Implemented a module to detect backchannel segments, and updated the coalesce module to ignore them when coalescing same-speaker turns

2026-04-27 19:49:25 -05:00
parent aab6d12730
commit bbfb8aba44
10 changed files with 360 additions and 6 deletions
--- a/README.md
+++ b/README.md
@@ -44,7 +44,7 @@ Optional flags:
 - `--input-reader`: input reader module. Default: `json-files`.
 - `--output-modules`: comma-separated output modules. Default: `json`.
 - `--preprocessing-modules`: comma-separated preprocessing modules. Default: `validate-raw,normalize-speakers,trim-text`.
- `--postprocessing-modules`: comma-separated postprocessing modules. Default: `detect-overlaps,resolve-overlaps,coalesce,detect-overlaps,autocorrect,assign-ids,validate-output`.
+- `--postprocessing-modules`: comma-separated postprocessing modules. Default: `detect-overlaps,resolve-overlaps,backchannel,coalesce,detect-overlaps,autocorrect,assign-ids,validate-output`.
 - `--coalesce-gap`: maximum same-speaker gap in seconds for `coalesce`. Default: `3.0`.

 ## Input JSON Format
@@ -151,7 +151,7 @@ The merged output uses the current seriatim envelope:
    "input_reader": "json-files",
    "input_files": ["eric.json", "mike.json"],
    "preprocessing_modules": ["validate-raw", "normalize-speakers", "trim-text"],
-    "postprocessing_modules": ["detect-overlaps", "resolve-overlaps", "coalesce", "detect-overlaps", "autocorrect", "assign-ids", "validate-output"],
+    "postprocessing_modules": ["detect-overlaps", "resolve-overlaps", "backchannel", "coalesce", "detect-overlaps", "autocorrect", "assign-ids", "validate-output"],
    "output_modules": ["json"]
  },
  "segments": [
@@ -173,7 +173,8 @@ The merged output uses the current seriatim envelope:
      "speaker": "Eric Rakestraw",
      "start": 2.0,
      "end": 2.5,
-      "text": "Resolved word run"
+      "text": "Resolved word run",
+      "categories": ["backchannel"]
    }
  ],
  "overlap_groups": [
@@ -215,7 +216,7 @@ Overlap behavior:

 ## Overlap Resolution

-The default postprocessing pipeline runs `detect-overlaps`, then `resolve-overlaps`, then `coalesce`, then a second `detect-overlaps` pass.
+The default postprocessing pipeline runs `detect-overlaps`, then `resolve-overlaps`, then `backchannel`, then `coalesce`, then a second `detect-overlaps` pass.
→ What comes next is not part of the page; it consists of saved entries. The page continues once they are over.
Issue #11319, opened 2025-08-06
Replace `LazyLock<Regex>` with compile-time regex


quininer:
Our current static regex are create using `LazyLock` on first access, which creates a parallelization bottleneck. and, create regex objects at runtime consumes unnecessary heap memory.

Switch to compile-time regex or parser would be beneficial. It's a simple experiment to replace the regex with [ere](https://crates.io/crates/ere) crate.

PR #11341, opened 2025-08-08
perf: Replace hot regex with parser

quininer:
## Summary

This eliminates most of the regex block in small benchmark.

sftrace image

Partially solved https://github.com/web-infra-dev/rspack/issues/11319, but there are still many regex not replaced

## Checklist

### DIFF
--- a/crates/rspack_util/src/identifier.rs
+++ b/crates/rspack_util/src/identifier.rs
@@ -111,15 +111,11 @@ pub fn make_paths_absolute(context: &str, identifier: &str) -> String {
   SEGMENTS_SPLIT_REGEXP
     .split(identifier)
     .map(|str| request_to_absolute(context, str))
-    .collect::<Vec<String>>()
-    .join("")
+    .collect()
 }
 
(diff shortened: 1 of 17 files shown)


crates/rspack_util/src/identifier.rs
```diff
@@ -111,15 +111,11 @@ pub fn make_paths_absolute(context: &str, identifier: &str) -> String {
...
-    .collect::<Vec<String>>()
-    .join("")
+    .collect()
 }
 
-static ZERO_WIDTH_SPACE: LazyLock<Regex> =
-  LazyLock::new(|| Regex::new("\u{200b}(.)").expect("invalid regex"));
-
 pub fn strip_zero_width_space_for_fragment(s: &str) -> Cow<'_, str> {
-  ZERO_WIDTH_SPACE.replace_all(s, "$1")
```
quininer, line 122: This is inconsistent with original regex, but symmetric with `insert_zero_width_space_for_fragment`. I'm not sure it's necessary to keep the logic of original regex.

ahabhgk: Should be just fine

PR #11362, opened 2025-08-12
feat: port normal module replacement plugin to builtin plugin

ahabhgk:
## Summary

refactor and port normal module replacement plugin to builtin plugin

## Checklist


crates/rspack_binding_api/src/normal_module_factory.rs
```diff
@@ -51,20 +50,107 @@ pub struct JsCreateData {
...
+          .as_ref()
+          .map(|issuer| issuer.to_string())
+          .unwrap_or_default(),
+        issuer_layer: data.issuer_layer.clone(),
+      },
+      file_dependencies: data
+        .file_dependencies
+        .clone()
+        .into_iter()
+        .map(|item| item.to_string_lossy().to_string())
```
quininer:
```suggestion
        .map(|item| item.to_string_lossy().into_owned())
```

quininer: It would be better to handle this error if possible, because if lossy occurs, it is unlikely to be expected behavior.

crates/rspack_binding_api/src/normal_module_factory.rs
```diff
@@ -51,20 +50,107 @@ pub struct JsCreateData {
...
+        issuer: data
+          .issuer
+          .as_ref()
+          .map(|issuer| issuer.to_string())
+          .unwrap_or_default(),
+        issuer_layer: data.issuer_layer.clone(),
+      },
+      file_dependencies: data
+        .file_dependencies
+        .clone()
```
quininer: `.clone().into_iter()` seems unnecessary?

crates/rspack_plugin_module_replacement/src/normal_module_replacement.rs
```diff
@@ -0,0 +1,98 @@
...
+  data: &mut ModuleFactoryCreateData,
+  create_data: &mut NormalModuleCreateData,
+) -> Result<Option<bool>> {
+  if self
+    .resource_reg_exp
+    .test(&create_data.resource_resolve_data.resource)
+  {
+    match &self.new_resource {
+      NormalModuleReplacer::String(new_resource) => {
+        if new_resource.starts_with('/') || new_resource.chars().nth(1) == Some(':') {
```
quininer: maybe https://doc.rust-lang.org/stable/std/path/struct.Path.html#method.is_absolute ?

crates/rspack_binding_api/src/normal_module_factory.rs
ahabhgk: Just copied from origin code 🥲

crates/rspack_binding_api/src/normal_module_factory.rs
ahabhgk: We probably should store these file_dependencies as Utf8Path since rspack only support utf8 path, then no need to worry about the error here. But I'm not sure why file_dependencies is not using Utf8Path before

quininer (approved):

PR #11407, opened 2025-08-18
fix: NormalModuleReplacementPlugin doesn't update path, query and fragment

CPunisher:
## Summary

From https://github.com/web-infra-dev/rspack/blob/9a7358ac43501744c802e426b894ca9985de6fee/crates/rspack_binding_api/src/normal_module_factory.rs#L79, we can see `NormalModuleReplacementPlugin` updates not only the `resource` but also `path`, `query`, and `fragment`. These are missing in the https://github.com/web-infra-dev/rspack/pull/11362

## Checklist

### DIFF
--- a/crates/rspack_plugin_module_replacement/src/normal_module_replacement.rs
+++ b/crates/rspack_plugin_module_replacement/src/normal_module_replacement.rs
@@ -2,7 +2,7 @@ use derive_more::Debug;
 use futures::future::BoxFuture;
 use rspack_core::{
   ModuleFactoryCreateData, NormalModuleCreateData, NormalModuleFactoryAfterResolve,
-  NormalModuleFactoryBeforeResolve, Plugin, ResourceData, parse_resource,
+  NormalModuleFactoryBeforeResolve, Plugin,
 };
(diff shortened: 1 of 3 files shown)


ahabhgk:
Need a test case to avoid regression 😃

crates/rspack_plugin_module_replacement/src/normal_module_replacement.rs
```diff
@@ -65,12 +65,26 @@ async fn nmf_after_resolve(
   {
     match &self.new_resource {
       NormalModuleReplacer::String(new_resource) => {
+        // Same as [JsCreateData::update_nmf_data] in crates/rspack_binding_api/src/normal_module_factory.rs
+        fn update_resource_data(old_resource_data: &mut ResourceData, new_resource: String) {
```
ahabhgk: Let's extract this to rspack_util

CPunisher: I add this function to `ResourceData`. It could be a better way.

PR #11411, opened 2025-08-19
feat(cli): use SWC to do TS config transformamation

hardfist:
## Summary

Use  `experiments.swc` to transform TypeScript Rspack config files (CJS) at runtime and no need to install ts-node for most cases.

### Motivation

Provide out of box support of TypeScript config(CJS) support, TypeScript ESM is not covered and may be implemented in future PR.

### Breaking Change

@rspack/cli will not automatically try to load `ts-node/register` and `esbuild-resgister` to load TypeScript config, It will use builtin swc-register(based on rspack.experiments.transform) to load TypeScript config, It covers most cases of `ts-node` but if you still need more complex features(like declare const enum support), you can still use `ts-node/register` to  load typescript config by running following commands:

```
"build": "NODE_OPTIONS='--require ts-node/register' rspack build"
```

## Checklist

### DIFF
--- a/crates/rspack_binding_api/src/swc.rs
+++ b/crates/rspack_binding_api/src/swc.rs
@@ -57,7 +57,9 @@ fn _transform(source: String, options: String) -> napi::Result<TransformOutput> 
   compiler
     .transform(
       source,
-      Some(swc_core::common::FileName::Anon),
+      Some(swc_core::common::FileName::Real(
+        options.filename.clone().into(),
+      )),
       options,
       Some(module_source_map_kind),
       |_| {},
--- a/packages/rspack-cli/src/utils/loadConfig.ts
+++ b/packages/rspack-cli/src/utils/loadConfig.ts
@@ -54,7 +54,26 @@ const registerLoader = (configPath: string) => {
 				module: { type: "commonjs" },
 				sourceMaps: false,
 				isModule: true
-			});
+			let result;
+			try {
+				result = experiments.swc.transform(source, {
+					jsc: {
+						parser: {
+							syntax: "typescript",
+							tsx: false,
+							decorators: true,
+							dynamicImport: true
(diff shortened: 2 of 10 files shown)


crates/rspack_binding_api/src/swc.rs
```diff
@@ -57,7 +57,9 @@ fn _transform(source: String, options: String) -> napi::Result<TransformOutput>
   compiler
     .transform(
       source,
-      Some(swc_core::common::FileName::Anon),
```
hardfist, line 60: @GiveMe-A-Name transform missing filename cause sourcemap missing sources fields

packages/rspack-cli/src/utils/loadConfig.ts
```diff
@@ -1,50 +1,78 @@
...
+	return injectInlineSourceMap({ filename, code, map });
 }
-
 const DEFAULT_CONFIG_NAME = "rspack.config" as const;
-
-const registerLoader = async (configPath: string) => {
-	const ext = path.extname(configPath);
+// modified based on https://github.com/swc-project/swc-node/blob/master/packages/register/register.ts#L117
+const registerLoader = (configPath: string) => {
 	// TODO implement good `.mts` support after https://github.com/gulpjs/rechoir/issues/43
```
chenjiahan: Since we no longer depends on rechoir, should we remove the https://github.com/gulpjs/rechoir/issues/43 link?

hardfist: yes

crates/rspack_binding_api/src/swc.rs
GiveMe-A-Name: Got it

chenjiahan (approved):

PR #11420, opened 2025-08-19
fix: native watcher fails to work correctly with persistent cache

GiveMe-A-Name:
## Summary

This PR fixes an issue where the native file watcher doesn't work correctly with persistent cache. The main changes include:

1. Modified the getNativeWatcher method to return a tuple of [watcher, initialized], indicating whether the watcher is newly initialized or being reused.

2. Enhanced the watch method to handle file dependencies differently based on the watcher's initialization state:

- For newly initialized watchers: Pass all dependencies (files, directories, missing)
- For existing watchers: Only pass incremental changes (added/removed dependencies)

3. Improved code structure by extracting repeated logic into variables for better maintainability.

This fix ensures proper file watching behavior when persistent cache is enabled, preventing potential issues with file detection and updates.

## Checklist

### DIFF
--- a/packages/rspack/src/NativeWatchFileSystem.ts
+++ b/packages/rspack/src/NativeWatchFileSystem.ts
@@ -38,6 +38,7 @@ const toJsWatcherIgnored = (
 
 export default class NativeWatchFileSystem implements WatchFileSystem {
 	#inner: binding.NativeWatcher | undefined;
+	#isFirstWatch = true;
 	#inputFileSystem: InputFileSystem;
 
 	constructor(inputFileSystem: InputFileSystem) {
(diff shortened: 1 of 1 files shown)


packages/rspack/src/NativeWatchFileSystem.ts
```diff
@@ -163,9 +175,13 @@ export default class NativeWatchFileSystem implements WatchFileSystem {
 		};
 	}
 
-	getNativeWatcher(options: Watchpack.WatchOptions): binding.NativeWatcher {
+	getNativeWatcher(
+		options: Watchpack.WatchOptions
+	): [binding.NativeWatcher, boolean] {
```
stormslowly: getter returns a tuple (watcher, boolean)  not so conventional

GiveMe-A-Name: Updated

PR #11430, opened 2025-08-20
fix: bailout optimize if there are external modules in other concate scope

JSerFeng:
## Summary

Concate render in parallel, and each cannot have information of others. Thus when register global import, it must ensure that there is no other external modules in other concate scope.

eg.

```js
// foo.js in concate module 1
import {v} from 'externals1'

// bar.js in concate module 2
import {v} from 'externals2'
```

Result:

```js
import {v} from 'externals1'
import {v} from 'externals2' // <- duplicated imported specifier

__webpack_modules__ = {
  "concate1": function() { ... }
  "concate2": function() { ... }
}
```

## Checklist


Ryuurock:
到此一游

ahabhgk (approved):

PR #11451, opened 2025-08-21
fix: should update alias resolution when a higher-priority file is created in watch mode

SyMind:
## Summary

This PR fixes alias resolution in watch mode by ensuring that successful factorizations track missing dependencies, allowing the bundler to properly update when higher-priority alias files are created.

## Checklist


crates/rspack_core/src/compilation/make/graph_updater/cutout/mod.rs
```diff
@@ -66,14 +67,27 @@ impl Cutout {
...
+                      .module_identifier_by_dependency_id(dependency.id())
+                      .copied(),
+                  )
+                })
+            })
+            .collect::<Vec<_>>();
+          for (dependency_id, module_identifier) in affected_dependencies_and_modules {
+            force_build_deps.insert(dependency_id);
+            if let Some(module_identifier) = module_identifier {
+              force_build_modules.insert(module_identifier);
```
jerrykingxyz: why need rebuild target module？

SyMind: The main purpose is to disconnecting the module from the module graph. This is necessary because a dependency might resolve to a new module later. If the old module isn't disconnected, it will not be removed from the graph, even if it's no longer referenced.

jerrykingxyz: The force build deps will be revoked. And the fix issuer will check the target module whether isolation.

crates/rspack_core/src/dependency/context_dependency.rs
```diff
@@ -18,8 +20,8 @@ pub trait ContextDependency: Dependency {
   fn critical(&self) -> &Option<Diagnostic>;
   fn critical_mut(&mut self) -> &mut Option<Diagnostic>;
 
-  fn factorize_info(&self) -> &FactorizeInfo;
-  fn factorize_info_mut(&mut self) -> &mut FactorizeInfo;
+  fn factorize_info(&self) -> &Arc<FactorizeInfo>;
```
jerrykingxyz: Arc is useless, different dependencies will not share it, and even if they do, the persistent cache will be invalid after recovery.

crates/rspack_core/src/compilation/make/graph_updater/cutout/mod.rs
```diff
@@ -59,23 +60,32 @@ impl Cutout {
...
+                  Some(module.identifier())
+                } else {
+                  None
+                }
+              })
+              .collect::<Vec<_>>(),
+          );
+          force_build_deps.extend(
+            module_graph
+              .dependencies()
```
jerrykingxyz: The performance degradation may be caused by accessing all dependencies, which can far outnumber the number of modules. Maybe we can generate a new state of FactorizeInfo and save index at module artifact to make it faster.
``` rust
enum FactorizeInfo {
  Success,
  WithMissing { missing: ... }
  Failed { ... }
}

struct MakeArtifact {
   make_failed_dependencies: ...
   has_missing_info_dependencies: ...
}
```

jerrykingxyz: Another feasible solution is to use FactorizeInfo.Failed to store missing cases. Treat the case where missing_dependencies is not empty as the case where diagnostics is not empty.

``` rust
// factorize task
fn main() {
  if !factorize_info.diagnostics().is_empty() || !factorize_info.missing_dependencies.is_empty() {
      artifact
        .file_dependencies
        .add_batch_file(&factorize_info.file_dependencies());
      artifact
        .context_dependencies
        .add_batch_file(&factorize_info.context_dependencies());
      artifact
        .missing_dependencies
        .add_batch_file(&factorize_info.missing_dependencies());
      artifact
        .make_failed_dependencies
        .insert(*dependencies[0].id());
  }
}
```

crates/rspack_core/src/dependency/context_dependency.rs
SyMind: dependency in same module and with same `resource_identifier` will share it.

crates/rspack_core/src/compilation/make/graph_updater/cutout/mod.rs
SyMind: @jerrykingxyz Basically, every dependencies have missing dependencies

PR #12169, opened 2025-11-12
chore: depreacte experiments.parallelCodeSplitting

JSerFeng:
## Summary

This options is depreacted, it has huge performance regression in some edge cases where the chunk graph has lots of cycles, we'll improve the performance of build_chunk_graph in the future instead.

## Checklist


website/docs/en/config/experiments.mdx
```diff
@@ -150,15 +150,15 @@ Starting from v1.4.0, Rspack enables incremental builds for all phases by defaul
 
 ## experiments.parallelCodeSplitting
 
-<ApiMeta addedVersion="1.2.0" />
+<ApiMeta deprecatedVersion="1.6.2" />
```
chenjiahan: We can move the deprecated options to the bottom of the page

chenjiahan: See: https://rspack.rs/config/experiments#experimentstoplevelawait

JSerFeng: Done

PR #12183, opened 2025-11-13
chore: bump rust toolchain

JSerFeng:
## Summary

Update rust toolchain.

In current version, if Cargo.lock has some specific syntax error, it may enter endless loop and run out of memory.

Known Issue: https://github.com/toml-rs/toml/pull/1003

## Checklist

### DIFF
--- a/crates/rspack/src/builder/builder_context.rs
+++ b/crates/rspack/src/builder/builder_context.rs
@@ -1,3 +1,4 @@
+#![allow(clippy::enum_variant_names)]
 use enum_tag::EnumTag;
 use rspack_core::{
   BoxPlugin, ChunkLoadingType, CompilerOptions, EntryOptions, ExternalItem, ExternalType,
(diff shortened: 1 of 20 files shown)


crates/rspack/src/builder/builder_context.rs
```diff
@@ -7,8 +8,7 @@ use rspack_core::{
 /// Options of builtin plugins
 ///
 /// The order of this list is strictly ordered with respect to `rspackOptionsApply`.
-#[allow(clippy::enum_variant_names)]
-#[derive(Debug, EnumTag)]
+#[derive(EnumTag, Debug)]
```
JSerFeng, line 11: have to make clippy anotation at the root using `#![...]`, as the EnumTag macro will generate code like:
```rs
pub enum Value {
    AaaPlugin,
    BbbPlugin,
    CccPlugin,
}
const _: () = {
    pub enum ValueTag {
        AaaPlugin,
        BbbPlugin,
        CccPlugin,
    }
```

the #[allow(clippy::enum_variant_names)] can't work inside the second enum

 For each detected overlap group, `resolve-overlaps` uses preserved WhisperX word timing to build smaller word-run replacement segments:

@@ -236,12 +237,24 @@ For each detected overlap group, `resolve-overlaps` uses preserved WhisperX word
 - If a speaker has no usable word timing in a group, that speaker's original segment is kept.
 - If no speakers in a group have usable word timing, the original group and annotations remain unchanged.

+## Backchannels
+
+The default pipeline runs `backchannel` before `coalesce`. It tags short acknowledgement segments with:
+
+```json
+"categories": ["backchannel"]
+```
+
+Backchannel matching is case-insensitive, trims surrounding whitespace, and requires a matching acknowledgement phrase, no more than three whitespace-delimited words, and duration no greater than `1.0` second.
+
 ## Coalescing

 The default pipeline runs `coalesce` before the second overlap detection pass. It merges adjacent same-speaker segments in the transcript's current order when `next.start - current.end <= --coalesce-gap`.

 Coalesced segments use `source_ref` values such as `coalesce:1`, include `derived_from`, and omit `source_segment_index`.

+Different-speaker backchannel segments do not block coalescing of surrounding same-speaker segments. When same-speaker segments are coalesced, any `backchannel` category from the merged inputs is dropped from the coalesced segment.
+
 ## Autocorrect

 Autocorrect is included in the default postprocessing pipeline. If `--autocorrect` is omitted, the module leaves transcript text unchanged and records a skip event in the optional report.